WORK REQUIRED: Your answer should consist of the lines below that hold the word "identify".

EXTRACTED INFORMATION:
PR #729, opened 2021-06-07
Add cboot extlinux.conf support

madisongh:
cboot kind of, sort of, supports booting a kernel image and initrd in the rootfs, and on the t194 platforms looks for `/boot/extlinux/extlinux.conf` in the rootfs (or the first partition, if no `root=` is present in the kernel args in the device tree).

This patch series adds a recipe for creating an extlinux setup on t194 platforms, including signing the kernel image and initrd. It also changes the default KERNEL_IMAGETYPE for t194 and t186 (w/cboot) platforms to be `Image.gz`, to reduce the size of the file so cboot can load it successfully.

There are also some adjustments to remove the `cbo.dtb` cboot options file by default, to match L4T's default, which I discovered when testing.


kekiefer:
One of the issues with the t194 + extlinux support was that cboot had broken ext4 support that does not properly handle sparse files, as created by meta-oe ext4 rootfs image creation, which affected the ability for cboot to properly read the kernel image from the rootfs (IIRC). In your testing, is this still an issue?

madisongh:
@kekiefer Yes it was, and thanks for reminding me what the root cause of the problem was. I've added a patch to cboot to fix the sparse file handling (which, works OK, AFAICT).

Using a gzip-compressed kernel image sort of worked around the problem, since the compression should eliminate any all-zeros runs that would result in a gap between extents.

kekiefer:
This is great, as always. I was successful out of the box running this on t194 with the gz kernel image, and I'm playing around with different options a bit more.

One thought. It would be more standard to leave the packaging of the kernel up to the existing kernel classes (`kernel-image-image`, `kernel-image-image.gz`). To keep the signature connected, that may want to be an image type as well, with a dependency chain like `cboot-extlinux` -> `kernel-image-${KERNEL_IMAGETYPE}.sig` -> `kernel-image-${KERNEL_IMAGETYPE}`. It does complicate things a little, but again does have a standard Yocto packaging structure this way. Just thought I should bring this up for discussion.

madisongh:
> One thought. It would be more standard to leave the packaging of the kernel up to the existing kernel classes

I think it's all pretty standard - you select the kernel "image" type via the KERNEL_IMAGETYPE variable, and you can build others by adding them to KERNEL_IMAGETYPES - all handled by the kernel build directly.  I set some defaults in the machine configs, but you can override them easily enough.  We fortunately do not have to turn them into image/conversion types (for `image.bbclass`), as the kernel "image"  doesn't go through that path.

kekiefer:
Yes, I understand. The comment was about the package where the kernel image normally comes from -- the `kernel-image-image.gz` package is already there to install a versioned copy of the kernel into `/boot` and symlink it to `Image`. The idea being that building the virtual/kernel recipe and updating the system with a package manager would naturally update the kernel image and modules, plus the signature if a kernel image class was added for this.

It's really a minor point. Maybe I'll fiddle with it and see if it's worth doing.

I do have one patch to cboot that I found useful, this allows timeouts less than one second to be used:

```
From cf72aa447e7f013b24bd69f1ada82a674236a52d Mon Sep 17 00:00:00 2001
From: Kurt Kiefer <kekiefer@gmail.com>
Date: Tue, 8 Jun 2021 14:16:10 -0700
Subject: [PATCH] extlinux: support timeouts under 1 sec

Signed-off-by: Kurt Kiefer <kekiefer@gmail.com>
---
 bootloader/partner/common/lib/linuxboot/extlinux_boot.c | 2 +-
 1 file changed, 1 insertion(+), 1 deletion(-)

diff --git a/bootloader/partner/common/lib/linuxboot/extlinux_boot.c b/bootloader/partner/common/lib/linuxboot/extlinux_boot.c
index 908a7e6..45ee903 100644
--- a/bootloader/partner/common/lib/linuxboot/extlinux_boot.c
+++ b/bootloader/partner/common/lib/linuxboot/extlinux_boot.c
@@ -193,7 +193,7 @@ static tegrabl_error_t parse_conf_file(void *conf_load_addr, struct conf *extlin
 	if (timeout != NULL) {
 		/* extlinux.conf timeout is 1/10 of a second */
 		user_input_wait_timeout_ms = tegrabl_utils_strtoul(timeout, NULL, BASE_10);
-		user_input_wait_timeout_ms = (user_input_wait_timeout_ms / 10UL) * TIME_1MS;
+		user_input_wait_timeout_ms = (user_input_wait_timeout_ms * TIME_1MS) / 10UL;
 	} else {
 		user_input_wait_timeout_ms = 0UL;
 	}
-- 
2.29.2
```

madisongh:
> It's really a minor point. Maybe I'll fiddle with it and see if it's worth doing.

OK, I see now.  Not sure it's worth the bother, given the limited application of the `.sig` files...

Thanks for the patch.  I did run into the problem of using a timeout < 10 resulting in infinite wait when I was testing. :)

madisongh:
As an aside, I think the reason that you don't run into the sparse-file problem with stock L4T is because the `l4t_sign_image.sh` script is run on the files *after* they're copied into the rootfs, and that script uses `dd` to split apart the contents and signature files after the signing is done.  `dd` doesn't create sparse files.

PR #742, opened 2021-06-22
nvflashxmlparse changes from master + latest tegra-boot-tools

atharvanan1:
* adds changes from master for changes in `nvflashxmlparse` script
* updates tegra-boot-tools to 2.4.0


madisongh:
Have you tested this with the Nano platforms?  The NVIDIA flashing tools in R32.4.3 behave differently than the ones in R32.4.4 and later (see af65d23c6da28177bc6746eaf5823e0f2e2e1b29), and I don't think a straight back-port is going to produce the correct results.

madisongh:
I have added another change to nvflashxmlparse.py to make it compatible with the R32.4.3 tools (which ignore the `id` elements in the XML files) and merged this manually.

atharvanan1:
Thanks @madisongh for taking care of that!

PR #745, opened 2021-06-29
gstreamer1.0-plugins-tegra: Remove libgstbadbase-1.0 dependency.

Lexmark-chad:
This library was removed from the gst-bad-plugins repo in
gstreamer 1.13.1 per this commit:

d01297e115e475760764d9caa4eb37b5f7f9f31a

Signed-off-by: Chad McQuillen <chad.mcquillen@lexmark.com>


madisongh:
Thanks!

PR #753, opened 2021-07-14
Add workaround to fix nvvideo4linux2 build

hatf0:
With GCC 10+, `-fcommon` is no longer the default. This is not a significant issue for the majority of packages, as they have been updated to reflect this change. However, nvvideo4linux2 has not, and requires this work-around to successfully build with GCC 10+.

Please let me know if this isn't the desired way to fix this issue!

### DIFF
--- a/recipes-multimedia/gstreamer/gstreamer1.0-plugins-nvvideo4linux2_1.14.0-r32.5.0.bb
+++ b/recipes-multimedia/gstreamer/gstreamer1.0-plugins-nvvideo4linux2_1.14.0-r32.5.0.bb
@@ -27,6 +27,7 @@ DEPENDS = "gstreamer1.0 glib-2.0 gstreamer1.0-plugins-base virtual/egl tegra-lib
 PACKAGECONFIG ??= "libv4l2"
 PACKAGECONFIG[libv4l2] = ",,v4l-utils,tegra-libraries-libv4l-plugins"
 EXTRA_OEMAKE = "${@bb.utils.contains('PACKAGECONFIG', 'libv4l2', 'USE_LIBV4L2=1', '', d)}"
+CFLAGS += "-fcommon"
 
 S = "${WORKDIR}/gst-v4l2"
 


recipes-multimedia/gstreamer/gstreamer1.0-plugins-nvvideo4linux2_1.14.0-r32.5.0.bb
```diff
@@ -27,6 +27,7 @@ DEPENDS = "gstreamer1.0 glib-2.0 gstreamer1.0-plugins-base virtual/egl tegra-lib
 PACKAGECONFIG ??= "libv4l2"
 PACKAGECONFIG[libv4l2] = ",,v4l-utils,tegra-libraries-libv4l-plugins"
 EXTRA_OEMAKE = "${@bb.utils.contains('PACKAGECONFIG', 'libv4l2', 'USE_LIBV4L2=1', '', d)}"
+TARGET_CFLAGS += "-fcommon"
```
madisongh, line 30: You can just use `CFLAGS` here, instead of `TARGET_CFLAGS`.  Probably doesn't matter much for this recipe, but that's the more common usage.

madisongh:
Could you update the commit and also add a signoff line per our [contribution guidelines](https://github.com/OE4T/meta-tegra/blob/master/CONTRIBUTING.md)?

I suspect this isn't the only recipe that will need something like this. Most folks use an older compiler for CUDA/nvcc compatibility, so building with the latest compiler in OE-Core doesn't happen very often.  Thanks!

hatf0:
Updated commit to add sign-off, and changed the env to `CFLAGS` per suggestion.

> I suspect this isn't the only recipe that will need something like this. Most folks use an older compiler for CUDA/nvcc compatibility, so building with the latest compiler in OE-Core doesn't happen very often. Thanks!

Actually, this was the only recipe that was causing trouble! Every other recipe built just fine -- at least, on ```gcc version 10.2.0 (GCC)```

PR #756, opened 2021-07-16
cboot-*: add patch to fix symlink support in ext2_dir_lookup

ricardosalveti:
ext2_dir_lookup was incorrectly using the original path string while
recursively performing a lookup on a symlink, causing cboot to crash
when trying to recursively identify the link node.

Signed-off-by: Ricardo Salveti <ricardo@foundries.io>


ricardosalveti:
@madisongh found this one while adding support for ostree, which uses syslinux.cfg as a link to the config file managed by the ostree.

There is also one extra patch required for it to work with ostree (using it together with https://github.com/advancedtelematic/meta-updater) that I added at https://github.com/foundriesio/meta-lmp/commit/c4641c92bf21678153f85b85d8abfd6018b9cc0e#diff-e9da64b53da5bbb0af07d898d031dcb4647003967bf66974594dda975399df82 (the distro we maintain that is ostree-based). Let me know if this is something that you would like to see available via meta-tegra as well.

madisongh:
Looks good, thanks!  And yes, I'd be interested in the additional fixes for the extlinux/syslinux handler, too. I know we have some meta-tegra users that would be interested in the ostree integration as well.

PR #775, opened 2021-08-12
l4t_deb_pkgfeed.bbclass: fix for new override syntax

kekiefer:
Fixed a missing update for the new override syntax. This fixes
an issue with l4t .deb packages using zstd compression not extracting
properly.


madisongh:
Thanks!

PR #714, opened 2023-09-15
Sc 20587

daniellemaxwell:
### Scope of changes

Onboarding e2e test for new users.

Fixes SC-20587

### Type of change

- [ ] new feature
- [ ] bug fix
- [ ] documentation
- [x] testing
- [ ] technical debt
- [ ] other (describe)

### Acceptance criteria

Screenshot 2023-09-15 at 3 37 04 PM (2)

### Definition of Done

- [ ] I have manually tested the change running it locally (having rebuilt all containers) or via unit tests 
- [ ] Check this box if a reviewer can merge this pull request after approval (leave it unchecked if you want to do it yourself)

### Reviewer(s) checklist


web/beacon-app/src/features/onboarding/hooks/useWorkspaceForm.tsx
```diff
@@ -13,7 +13,8 @@ export const FORM_INITIAL_VALUES = {
 export const FORM_VALIDATION_SCHEMA = object({
   workspace: string()
     .trim()
-    .required(t`Workspace name is required.`),
+    .required(t`Workspace name is required.`)
+    .matches(/^[a-zA-Z][a-zA-Z0-9-_]{2,}$/, t`Workspace must have at least 3 characters and cannot begin with a number.`),
```
daniellemaxwell, line 17: Before adding this to the validation schema, users would only see a message that the workspace they entered already existed. This should provide a more helpful error message if their workspace is too short or begins with a number.

masskoder: Looks good. However, if the backend validation rules change in the future, we may deliver incorrect or inconsistent messages to the user. so we will have the same issue again since in the backend all 400 error code is related to already existing value.

https://github.com/rotationalio/ensign/blob/eb9081b1ea17689c7e6de065b8c3042c2d2ed922/web/beacon-app/src/features/onboarding/components/steps/workspace/index.tsx#L17

Frontend validation is very great, but in this case, it would be ideal to also identify the type of error based on backend feedback.
@pdeziel Would it be possible to add specific error codes that differentiate between validation issues and errors related to already existing values? Would it be better to use different HTTP response codes for these scenarios?


Could be done in the future but it's good to go.

masskoder (approved):
LGTM

web/beacon-app/src/features/onboarding/hooks/useWorkspaceForm.tsx
masskoder: Looks good. However, if the backend validation rules change in the future, we may face the issue of delivering incorrect or inconsistent messages to the user. 


While frontend validation is useful, it would be ideal to also identify the type of error based on backend feedback. @pdeziel, could we consider adding specific error codes to distinguish between validation issues and errors related to duplicate values? Alternatively, should we use different HTTP response codes for these scenarios?

This could be done in the future.

pdeziel: @masskoder The backend should be returning 409 for the already exists case, is that not happening?

daniellemaxwell: @masskoder @pdeziel I think the issue is that the check may not be looking for the correct error code. I'll look into it and update.

masskoder: @daniellemaxwell Sure, I created a story for that, if you can use it to refactor this, it would be great.

PR #739, opened 2023-09-25
Event Hash Methods

bbengfort:
### Scope of changes

Implements event hashing methods for deduplication and duplicate detection.

Fixes SC-20991

### Type of change

- [x] new feature
- [ ] bug fix
- [ ] documentation
- [ ] testing
- [ ] technical debt
- [ ] other (describe)

### Acceptance criteria

There is enough test coverage to make us confident that these hashing mechanisms will catch duplicates efficiently. 

### Definition of Done

- [x] I have recompiled and included new protocol buffers to reflect changes I made if necessary
- [x] Backend-end: Documented service configuration changes or created related devops stories

### Reviewer(s) checklist


proto/api/v1beta1/topic.proto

SOLUTION:
when trying to recursively identify the link node.
Frontend validation is very great, but in this case, it would be ideal to also identify the type of error based on backend feedback.
While frontend validation is useful, it would be ideal to also identify the type of error based on backend feedback. @pdeziel, could we consider adding specific error codes to distinguish between validation issues and errors related to duplicate values? Alternatively, should we use different HTTP response codes for these scenarios?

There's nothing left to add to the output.